[Stored data entries]
PR #230, opened 2022-10-11
AB#2480: Increased CRD timeout

datosh:

### Proposed change(s)

- Double CRD timeout to prevent timeouts during `mini up`.

### Additional info
- There is currently no way for users to overwrite this setting if necessary. A better fix would be to allow users to overwrite this value if necessary. Do we want to implement this?

### Checklist

- [ ] Link to Milestone


malt3:
This specifies the maximum wait time between registering a CRD with kubernetes and it being available via the API.
I don't believe we should make this configurable as having a lot of (seemingly unimportant) settings is confusing to end users. Maybe we can set to to a large values (~5min) if anyone ever sees this issue again.

malt3 (approved):
LGTM

PR #231, opened 2022-10-11
Fix CLI version injection in cmake

katexochen:
### Proposed change(s)

- Fix version injection for CLI in cmake file, which was broken by upgrading to v2 Go module


daniel-weisse (commented):
version injection is likely also broken in all Dockerfiles making use of it.
Can you fix those as well?

daniel-weisse (approved):

PR #232, opened 2022-10-11
AB#2479 Implement AWS cloud logging

daniel-weisse:
### Proposed change(s)

- Implements Cloud Logging for AWS instances

### Additional info
- AWS cloud logging requires a Cloudwatch log group to be set up: https://docs.aws.amazon.com/AmazonCloudWatch/latest/logs/Working-with-log-groups-and-streams.html
  - Creation of the group should be handled by Terraform
  - Log group should be tagged with the Constellation UID, naming should not matter
  - One log group per Constellation cluster
- Applications write their messages to a log stream, one log group can hold multiple streams
  - One log stream per ec2 instance
  - Log stream is named after the instance writing messages to it

### Checklist

- [ ] Link to Milestone

### DIFF
--- a/internal/cloud/aws/logger.go
+++ b/internal/cloud/aws/logger.go
@@ -32,10 +32,10 @@ type Logger struct {
 	logs          []types.InputLogEvent
 	sequenceToken *string
 
-	flushMux sync.Mutex
+	mux      sync.Mutex
 	interval time.Duration
 	clock    clock.WithTicker
-	wg       *sync.WaitGroup
+	wg       sync.WaitGroup
 	stopCh   chan struct{}
 }
 
@@ -51,7 +51,7 @@ func NewLogger(ctx context.Context) (*Logger, error) {
 		api:      client,
 		interval: time.Second,
 		clock:    clock.RealClock{},
-		wg:       &sync.WaitGroup{},
+		wg:       sync.WaitGroup{},
 		stopCh:   make(chan struct{}, 1),
 	}
 
@@ -67,9 +67,11 @@ func NewLogger(ctx context.Context) (*Logger, error) {
 // Disclose adds a message to the log queue.
 // The messages are flushed periodically to AWS Cloudwatch Logs.
 func (l *Logger) Disclose(msg string) {
+	l.mux.Lock()
+	defer l.mux.Unlock()
 	l.logs = append(l.logs, types.InputLogEvent{
 		Message:   aws.String(msg),
-		Timestamp: aws.Int64(time.Now().UnixMilli()),
+		Timestamp: aws.Int64(l.clock.Now().UnixMilli()),
 	})
 }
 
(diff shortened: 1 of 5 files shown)


internal/cloud/aws/logger.go
```diff
@@ -6,20 +6,192 @@ SPDX-License-Identifier: AGPL-3.0-only
...
+		case <-ticker.C():
+		case <-l.stopCh:
+			return
+		}
+	}
+}
+
+// createStream creates a new log stream in AWS Cloudwatch Logs.
+func (l *Logger) createStream(imds imdsAPI) error {
+	ctx := context.Background()
```
katexochen, line 138: Context should be passed through constructor into this func.

internal/cloud/aws/logger.go
```diff
@@ -6,20 +6,192 @@ SPDX-License-Identifier: AGPL-3.0-only
...
+	if l.groupName == "" {
+		return fmt.Errorf("failed to find log group for UID %s", uid)
+	}
+
+	// create or use existing log stream
+	_, err = l.api.CreateLogStream(ctx, &logs.CreateLogStreamInput{
+		LogGroupName:  &l.groupName,
+		LogStreamName: &l.streamName,
+	})
+	if err != nil {
```
katexochen, line 181:
```suggestion
    in := logs.CreateLogStreamInput{
		LogGroupName:  &l.groupName,
		LogStreamName: &l.streamName,
	}
	if _, err = l.api.CreateLogStream(ctx, &in); err != nil {
```

internal/cloud/aws/logger.go
```diff
@@ -6,20 +6,192 @@ SPDX-License-Identifier: AGPL-3.0-only
...
+		wg:       &sync.WaitGroup{},
+		stopCh:   make(chan struct{}, 1),
+	}
+
+	if err := l.createStream(imds.New(imds.Options{})); err != nil {
+		return nil, err
+	}
+
+	l.wg.Add(1)
+	go l.flushLoop()
```
katexochen, line 63:
```suggestion
	l.startFlushLoop()
```
Imo it is better to keep the concurrency stuff in one place.

internal/cloud/aws/logger.go
```diff
@@ -6,20 +6,192 @@ SPDX-License-Identifier: AGPL-3.0-only
...
+	l.sequenceToken = res.NextSequenceToken
+
+	l.logs = nil
 	return nil
 }
+
+// flushLoop periodically flushes the logs to AWS Cloudwatch Logs.
+func (l *Logger) flushLoop() {
+	defer l.wg.Done()
+	ticker := l.clock.NewTicker(l.interval)
```
katexochen, line 124:
```suggestion
	ticker := l.clock.NewTicker(l.interval)
	defer ticker.Stop()
```

internal/cloud/aws/logger.go
```diff
@@ -6,20 +6,192 @@ SPDX-License-Identifier: AGPL-3.0-only
...
+		// If the flush operation was called on a pre-existing stream,
+		// or another operation sent logs to the same stream,
+		// the sequence token may not be set correctly.
+		// We can retrieve the correct sequence token from the error message.
+		var sequenceErr *types.InvalidSequenceTokenException
+		if errors.As(err, &sequenceErr) {
+			l.sequenceToken = sequenceErr.ExpectedSequenceToken
+			l.flushMux.Unlock()
+			err = l.flushLogs()
+			l.flushMux.Lock()
```
katexochen, line 110: this doesn't work.

daniel-weisse: What do you mean by "this doesn't work"?
Because unless there is some weird side effect created by this, this does what I expect it to do.
`flushLogs` is called again without causing a panic by misusing the mutex.

If the unlocking/relocking is a problem, we could move the repeated flush call to a deferred function call after the mutex has been unlocked.

internal/cloud/aws/logger.go
```diff
@@ -6,20 +6,194 @@ SPDX-License-Identifier: AGPL-3.0-only
...
+
+	return l, nil
 }
 
-// Disclose is not implemented for AWS.
-func (l *Logger) Disclose(msg string) {}
+// Disclose adds a message to the log queue.
+// The messages are flushed periodically to AWS Cloudwatch Logs.
+func (l *Logger) Disclose(msg string) {
+	l.logs = append(l.logs, types.InputLogEvent{
```
katexochen, line 70: I think the write on `l.logs` should be synchronized, too.

katexochen (approved):
Looks great, thanks! :seal: Maybe you could add some simple concurrency tests for the synchronized methods.

PR #235, opened 2022-10-12
Replace deprecated set-output syntax

katexochen:
### Proposed change(s)

- GitHub deprecated `set-output` syntax for workflows/actions yesterday, see [this announcement](https://github.blog/changelog/2022-10-11-github-actions-deprecating-save-state-and-set-output-commands/).
- Add dispatch trigger to every workflow. Sometimes workflows aren't triggered because the targeted files aren't changed.

--

Documenting the find/sed command I used here in case I need it again.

**WORK REQUEST:** Reproduce all entries exactly, leaving each one whole.

**RESULT OF THIS TASK:**
PR #230, opened 2022-10-11
AB#2480: Increased CRD timeout

datosh:

### Proposed change(s)

- Double CRD timeout to prevent timeouts during `mini up`.

### Additional info
- There is currently no way for users to overwrite this setting if necessary. A better fix would be to allow users to overwrite this value if necessary. Do we want to implement this?

### Checklist

- [ ] Link to Milestone


malt3:
This specifies the maximum wait time between registering a CRD with kubernetes and it being available via the API.
I don't believe we should make this configurable as having a lot of (seemingly unimportant) settings is confusing to end users. Maybe we can set to to a large values (~5min) if anyone ever sees this issue again.

malt3 (approved):
LGTM

PR #231, opened 2022-10-11
Fix CLI version injection in cmake

katexochen:
### Proposed change(s)

- Fix version injection for CLI in cmake file, which was broken by upgrading to v2 Go module


daniel-weisse (commented):
version injection is likely also broken in all Dockerfiles making use of it.
Can you fix those as well?

daniel-weisse (approved):

PR #232, opened 2022-10-11
AB#2479 Implement AWS cloud logging

daniel-weisse:
### Proposed change(s)

- Implements Cloud Logging for AWS instances

### Additional info
- AWS cloud logging requires a Cloudwatch log group to be set up: https://docs.aws.amazon.com/AmazonCloudWatch/latest/logs/Working-with-log-groups-and-streams.html
  - Creation of the group should be handled by Terraform
  - Log group should be tagged with the Constellation UID, naming should not matter
  - One log group per Constellation cluster
- Applications write their messages to a log stream, one log group can hold multiple streams
  - One log stream per ec2 instance
  - Log stream is named after the instance writing messages to it

### Checklist

- [ ] Link to Milestone

### DIFF
--- a/internal/cloud/aws/logger.go
+++ b/internal/cloud/aws/logger.go
@@ -32,10 +32,10 @@ type Logger struct {
 	logs          []types.InputLogEvent
 	sequenceToken *string
 
-	flushMux sync.Mutex
+	mux      sync.Mutex
 	interval time.Duration
 	clock    clock.WithTicker
-	wg       *sync.WaitGroup
+	wg       sync.WaitGroup
 	stopCh   chan struct{}
 }
 
@@ -51,7 +51,7 @@ func NewLogger(ctx context.Context) (*Logger, error) {
 		api:      client,
 		interval: time.Second,
 		clock:    clock.RealClock{},
-		wg:       &sync.WaitGroup{},
+		wg:       sync.WaitGroup{},
 		stopCh:   make(chan struct{}, 1),
 	}
 
@@ -67,9 +67,11 @@ func NewLogger(ctx context.Context) (*Logger, error) {
 // Disclose adds a message to the log queue.
 // The messages are flushed periodically to AWS Cloudwatch Logs.
 func (l *Logger) Disclose(msg string) {
+	l.mux.Lock()
+	defer l.mux.Unlock()
 	l.logs = append(l.logs, types.InputLogEvent{
 		Message:   aws.String(msg),
-		Timestamp: aws.Int64(time.Now().UnixMilli()),
+		Timestamp: aws.Int64(l.clock.Now().UnixMilli()),
 	})
 }
 
(diff shortened: 1 of 5 files shown)


internal/cloud/aws/logger.go
```diff
@@ -6,20 +6,192 @@ SPDX-License-Identifier: AGPL-3.0-only
...
+		case <-ticker.C():
+		case <-l.stopCh:
+			return
+		}
+	}
+}
+
+// createStream creates a new log stream in AWS Cloudwatch Logs.
+func (l *Logger) createStream(imds imdsAPI) error {
+	ctx := context.Background()
```
katexochen, line 138: Context should be passed through constructor into this func.

internal/cloud/aws/logger.go
```diff
@@ -6,20 +6,192 @@ SPDX-License-Identifier: AGPL-3.0-only
...
+	if l.groupName == "" {
+		return fmt.Errorf("failed to find log group for UID %s", uid)
+	}
+
+	// create or use existing log stream
+	_, err = l.api.CreateLogStream(ctx, &logs.CreateLogStreamInput{
+		LogGroupName:  &l.groupName,
+		LogStreamName: &l.streamName,
+	})
+	if err != nil {
```
katexochen, line 181:
```suggestion
    in := logs.CreateLogStreamInput{
		LogGroupName:  &l.groupName,
		LogStreamName: &l.streamName,
	}
	if _, err = l.api.CreateLogStream(ctx, &in); err != nil {
```

internal/cloud/aws/logger.go
```diff
@@ -6,20 +6,192 @@ SPDX-License-Identifier: AGPL-3.0-only
...
+		wg:       &sync.WaitGroup{},
+		stopCh:   make(chan struct{}, 1),
+	}
+
+	if err := l.createStream(imds.New(imds.Options{})); err != nil {
+		return nil, err
+	}
+
+	l.wg.Add(1)
+	go l.flushLoop()
```
katexochen, line 63:
```suggestion
	l.startFlushLoop()
```
Imo it is better to keep the concurrency stuff in one place.

internal/cloud/aws/logger.go
```diff
@@ -6,20 +6,192 @@ SPDX-License-Identifier: AGPL-3.0-only
...
+	l.sequenceToken = res.NextSequenceToken
+
+	l.logs = nil
 	return nil
 }
+
+// flushLoop periodically flushes the logs to AWS Cloudwatch Logs.
+func (l *Logger) flushLoop() {
+	defer l.wg.Done()
+	ticker := l.clock.NewTicker(l.interval)
```
katexochen, line 124:
```suggestion
	ticker := l.clock.NewTicker(l.interval)
	defer ticker.Stop()
```

internal/cloud/aws/logger.go
```diff
@@ -6,20 +6,192 @@ SPDX-License-Identifier: AGPL-3.0-only
...
+		// If the flush operation was called on a pre-existing stream,
+		// or another operation sent logs to the same stream,
+		// the sequence token may not be set correctly.
+		// We can retrieve the correct sequence token from the error message.
+		var sequenceErr *types.InvalidSequenceTokenException
+		if errors.As(err, &sequenceErr) {
+			l.sequenceToken = sequenceErr.ExpectedSequenceToken
+			l.flushMux.Unlock()
+			err = l.flushLogs()
+			l.flushMux.Lock()
```
katexochen, line 110: this doesn't work.

daniel-weisse: What do you mean by "this doesn't work"?
Because unless there is some weird side effect created by this, this does what I expect it to do.
`flushLogs` is called again without causing a panic by misusing the mutex.

If the unlocking/relocking is a problem, we could move the repeated flush call to a deferred function call after the mutex has been unlocked.

internal/cloud/aws/logger.go
```diff
@@ -6,20 +6,194 @@ SPDX-License-Identifier: AGPL-3.0-only
...
+
+	return l, nil
 }
 
-// Disclose is not implemented for AWS.
-func (l *Logger) Disclose(msg string) {}
+// Disclose adds a message to the log queue.
+// The messages are flushed periodically to AWS Cloudwatch Logs.
+func (l *Logger) Disclose(msg string) {
+	l.logs = append(l.logs, types.InputLogEvent{
```
katexochen, line 70: I think the write on `l.logs` should be synchronized, too.

katexochen (approved):
Looks great, thanks! :seal: Maybe you could add some simple concurrency tests for the synchronized methods.

PR #235, opened 2022-10-12
Replace deprecated set-output syntax

katexochen:
### Proposed change(s)

- GitHub deprecated `set-output` syntax for workflows/actions yesterday, see [this announcement](https://github.blog/changelog/2022-10-11-github-actions-deprecating-save-state-and-set-output-commands/).
- Add dispatch trigger to every workflow. Sometimes workflows aren't triggered because the targeted files aren't changed.

--

Documenting the find/sed command I used here in case I need it again.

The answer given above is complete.